You are a new driver with Uber, you were denied by Lyft, you have crashed your car with a passengers involved, there are issues with your driving record and you probably are about to be cancelled by your insurance company. Uber on....


----------



## Former Yellow Driver (Sep 5, 2014)

Worcester Sauce said:


> You are a new driver with Uber, you were denied by Lyft, you have crashed your car with a passengers involved, there are issues with your driving record and you probably are about to be cancelled by your insurance company. Uber on....


Yep.....seems as though Lyft really missed out on a good one.


----------



## elelegido (Sep 24, 2014)

driveLA said:


> Lol the whole attractive hip urban bit cracked me up at least


Drive, your photo shows that you are attractive, hip AND urban. Message me for a Lyft driver referral code.


----------



## puber (Aug 31, 2014)

Sassypants said:


> so I had been signed up for Uber briefly but not done much driving yet and decided about a month ago I wanted to have more options so I applied for Lyft.
> 
> I live in the suburbs of Chicago and while Uber is everywhere in the area, Lyft is only in the city so I can easily have dual options.
> 
> ...


May be the problem is that your ride was too short.
Lyft needs 30 minute ride?
I'm guessing Lyft thought your mentor was your friend and they thought your mentoring session was fake.
They probably didn't even pay your mentor for this.
Conclusion: stop being attractive


----------



## Sydney Uber (Apr 15, 2014)

puber said:


> May be the problem is that your ride was too short.
> Lyft needs 30 minute ride?
> I'm guessing Lyft thought your mentor was your friend and they thought your mentoring session was fake.
> They probably didn't even pay your mentor for this.
> Conclusion: stop being attractive


Or perhaps he couldn't cope with tye driving any further, felt unsafe and liked the idea of surviving more than the mentoring fee.


----------



## Fredo (Oct 9, 2014)

LMAO - I am more interested in the " I'm an attractive female, whose hip and urban and fits their demographic" lol  - I wonder what that really means?


----------



## Sydney Uber (Apr 15, 2014)

Fredo said:


> LMAO - I am more interested in the " I'm an attractive female, whose hip and urban and fits their demographic" lol  - I wonder what that really means?


Not sure if you guys know this saying, if someone says something like that we say "She's got tickets on herself."


----------



## Former Yellow Driver (Sep 5, 2014)

Sydney Uber said:


> Not sure if you guys know this saying, if someone says something like that we say "She's got tickets on herself."

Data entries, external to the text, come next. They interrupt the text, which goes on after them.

PR #64, opened 2024-01-05
Change to parse composite types

kit494way:
This change makes it possible to parse composite types (e.g. `list<record<key: string>>`, `record<key: list<int>>`)

### DIFF
--- a/corpus/decl/def.nu
+++ b/corpus/decl/def.nu
@@ -350,3 +350,280 @@ def test [
         (param_type
           (flat_type))))
     (block)))
+
+======
+def-019-type-list-of-list
+======
+
+def test [
+  x: list<list<int>>
+]: nothing -> list<list<int>> {}
+
+-----
+
+(nu_script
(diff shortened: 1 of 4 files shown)


fdncred:
This looks good to me but my only question is will it still parse if it's on different lines. For instance, this is one of the tests.
```nushell
def test [
  x: record<key: list<int>>
]: nothing -> record<key: list<int>> {}
```
but what about
```nushell
def test [x: record<key: list<int>>
]: nothing -> record<key: list<int>> {}
```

In the USA we usually just say "The ***** must be Australian".


----------



## elelegido (Sep 24, 2014)

Urban, or rural? Makes all the difference.


----------



## elelegido (Sep 24, 2014)

But in all honesty this young lady. This young, attractive, hip and urban lady has come to this site in the expectation of support. We have not provided it. I can't help thinking Uberjax is to blame here, for not spreading a little "water your seed and it will grow into a giant fragrant flower of happiness" happiness here. 

Anyway, it's now 3pm and I can stop writing a load of old bollocks on here and get back to work.


----------



## Former Yellow Driver (Sep 5, 2014)

elelegido said:


> But in all honesty this young lady. This young, attractive, hip and urban lady has come to this site in the expectation of support. We have not provided it..


While I'll agree that almost everything that goes wrong on this site is likely Uberjax fault....this "lady" was given what she deserved after her over reaction to another posters' attempt to help her.


----------



## Sydney Uber (Apr 15, 2014)

elelegido said:


> But in all honesty this young lady. This young, attractive, hip and urban lady has come to this site in the expectation of support. We have not provided it. I can't help thinking Uberjax is to blame here, for not spreading a little "water your seed and it will grow into a giant fragrant flower of happiness" happiness here.
> 
> Anyway, it's now 3pm and I can stop writing a load of old bollocks on here and get back to work.


Are you single and looking perhaps?


----------



## elelegido (Sep 24, 2014)

Yes, and no.


----------



## Worcester Sauce (Aug 20, 2014)

Fredo said:


> LMAO - I am more interested in the " I'm an attractive female, whose hip and urban and fits their demographic" lol  - I wonder what that really means?


translation....self-absorbed *****. She fits the rider profile more than that of a driver


----------



## LAuberX (Jun 3, 2014)

Sassypants said:


> I'd really like to know what on earth they had a problem with. I'm an attractive female, whose hip and urban and fits their demographic


I'm a middle aged balding guy that fits NO demographic I have seen promoted for Lyft, that MUST be why my mentor failed me.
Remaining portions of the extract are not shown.